### WHAT YOU SHOULD DO
Transcribe the data below exactly, but only from the line containing "Remove codeclimate reporting" through its final line, both included.

[Stored data]
PR #2051, opened 2024-02-29
Remove codeclimate reporting

kyeah:
## 🎫 Ticket

https://jira.cms.gov/browse/DPC-xxx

### FINAL ANSWER
Remove codeclimate reporting

kyeah:
## 🎫 Ticket

https://jira.cms.gov/browse/DPC-xxx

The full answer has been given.